For simple iron-carbon steel, cooling after high-temperature forging or heat treatment will precipitate out iron carbide (cementite, Fe3C) particles and leave a carbon-depleted iron matrix. If cooling is slow, coarse bands of iron / cementite will form, a microstructure called pearlite, which is not very hard.

If the cooling speed is increased, the pearlite will become finer (finer bands), until another composite microstructure, with more acicular patterns forms, called bainite. This is also heterogeneous, i.e. a composite of carbon-poor iron and cementite.

Going to very fast cooling (quenching) will result in a single-phase (not composite) material called martensite.
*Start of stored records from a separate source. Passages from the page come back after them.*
PR #883, opened 2019-04-12
feat(p2p): blacklist and whitelist

### LINKED ISSUE #179: Strict/Permissive p2p modes
The default behavior is that a node will create/accept connection to any peer which is not on the black list. We previously discussed about having a strict mode, which unlike the permissive one, will block all peers by default, except these who are explicitly mentioned in a white list.

### LINKED ISSUE #458: Ban by IP address
Offshoot of #185. We want to be able to ban by IP address when a certain IP address spams us with invalid messages or repeatedly fails to complete the handshake. Since IP addresses change, we need not persist this ban permanently. Rather, we can ban for the duration of an xud session or perhaps set a timer to lift the ban after several days.

reliveyy:
This commit add a feature to block incoming connections according to the blacklist or whitelist IP addresses.

The following topics needs to be discussed

- [ ] Persistence for such blacklist or whitelist
- [ ] Add IP addresses into blacklist or whitelist dynamically through RPC calls
- [ ] Enhance `xucli ban <pubkey>` with `xucli ban <ip>` and persist that IP address in blacklist.

Resolve #458
Resolve #179

### DIFF
--- a/lib/p2p/Pool.ts
+++ b/lib/p2p/Pool.ts
@@ -74,6 +74,10 @@ class Pool extends EventEmitter {
   private listenPort?: number;
   /** This node's listening external socket addresses to advertise to peers. */
   private addresses: Address[] = [];
+  /** This node's P2P blacklist IP addresses */
+  private blacklist: string[] = [];
+  /** This node's P2P whitelist IP addresses */
+  private whitelist: string[] = [];
   /** Points to config comes during construction. */
   private config: PoolConfig;
   private repository: P2PRepository;
@@ -92,6 +96,12 @@ class Pool extends EventEmitter {
       config.addresses.forEach((addressString) => {
         const address = addressUtils.fromString(addressString, config.port);
         this.addresses.push(address);
+      });
+      config.blacklist.forEach((addressString) => {
+        this.blacklist.push(addressString);
+      });
+      config.whitelist.forEach((addressString) => {
+        this.whitelist.push(addressString);
       });
     }
   }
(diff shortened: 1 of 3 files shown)


reliveyy:
@kilrau This PR dose not extend original `xucli ban` command. And the logic in this PR is blacklist first then whitelist. If whitelist is empty then bypass it.

lib/p2p/types.ts
```diff
@@ -49,4 +49,15 @@ export type PoolConfig = {
    * It will be advertised with peers for them to try to connect to the server in the future.
    */
   addresses: string[];
+
+  /**
+   * An array of IP addresses or host names which can be used as a whitelist to limit connecting peers.
+   * Is will bypass all peers when it is empty.
```
sangaman: "It" instead of "Is". Also I think it's a bit more clear to say "It will allow all IP addresses when it is empty."

lib/p2p/types.ts
```diff
@@ -49,4 +49,15 @@ export type PoolConfig = {
...
+   */
+  whitelist: string[];
+
+  /**
+   * An array of IP addresses or host names which can be used as a blacklist to limit connecting peers.
+   */
+  blacklist: string[];
```
sangaman: Conceptually, I wonder whether we need a configurable blacklist of IP addresses within xud.  For one thing, I believe it would be much more efficient to block IPs before they even get to this point, banning them within the OS rather than within our app. When I wrote #458, I was thinking of banning IPs dynamically while xud is running if we get a lot of bad requests from them.

But in general, I don't any sort of fixed list will be all that effective since attackers can easily change IP addresses. My thinking is we should drop this config option altogether. Thoughts @kilrau ?

lib/p2p/Pool.ts
```diff
@@ -93,6 +97,12 @@ class Pool extends EventEmitter {
         const address = addressUtils.fromString(addressString, config.port);
         this.addresses.push(address);
       });
+      config.blacklist.forEach((addressString) => {
+        this.blacklist.push(addressString);
+      });
+      config.whitelist.forEach((addressString) => {
+        this.whitelist.push(addressString);
```
sangaman: No need to loop through and `push` every element into a new array, you can just do `this.whitelist = config.whitelist;`.

sangaman:
I agree that we should not simultaneously have a blacklist and whitelist active, but I think actually it doesn't make sense to have a blacklist period. See my comment above.

kilrau:
>  I think actually it doesn't make sense to have a blacklist

Agree - I believe we can drop the blacklist altogether. I don't see a great use case for a manual ip/domain based blacklist. Please make this PR about a white-list only.

> #458, I was thinking of banning IPs dynamically while xud is running if we get a lot of bad requests from them.

Agree too. This should be handled automatically in the background at run-time, please take this out of this PR.

kilrau:
As discussed with @reliveyy , there will be a major revision of the PR after agreeing on [these basics](https://github.com/ExchangeUnion/xud/issues/179#issuecomment-484058527).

Here the carbon doesn't have time to "exit the iron", and this martensite phase is very hard, but also normally too brittle. Hence, it is normally re-heated to 200-400°C, a process called "tempering", where again some cementite precipitates out: it becomes a composite again, yielding a somewhat softer, but much tougher material.

Alloyed steels (i.e. with other elements than just iron and carbon) strongly vary in behaviour:

  • Normal non-magnetic "austenitic" stainless steels are single-phase, not composites.
  • Tool steels (high carbon + carbide-forming alloying elements) are definitely composites. They form a lot of hard particles, such as chromium carbides, that impart good resistance against wear.
  • Magnetic Fe-Cr stainless steels may be essentially single-phase (very low carbon, better corrosion resistance) or also contain carbides (higher carbon, better strength)
  • So-called "maraging" (martensite aging) steels may achieve both high strength and good corrosion resistance. Here, strength is imparted by an "aging" treatment around 500°C, to precipitate out so-called "intermetallic" particles, making it again a "composite material".

These considerations also apply to many other metallic alloys, based on metals such as aluminium, titanium or nickel. In most cases, the strongest variants are engineered to be "microcomposites" or "nanocomposites", i.e. they precipitate out intermetallic particles during heat treatment.

The reason behind such engineering is that the particles block dislocations, which are responsible for plastic deformation of metals. For each alloy, there is an optimum heat treatment to achieve the best "blocking ability" for dislocations, and thus the highest strength.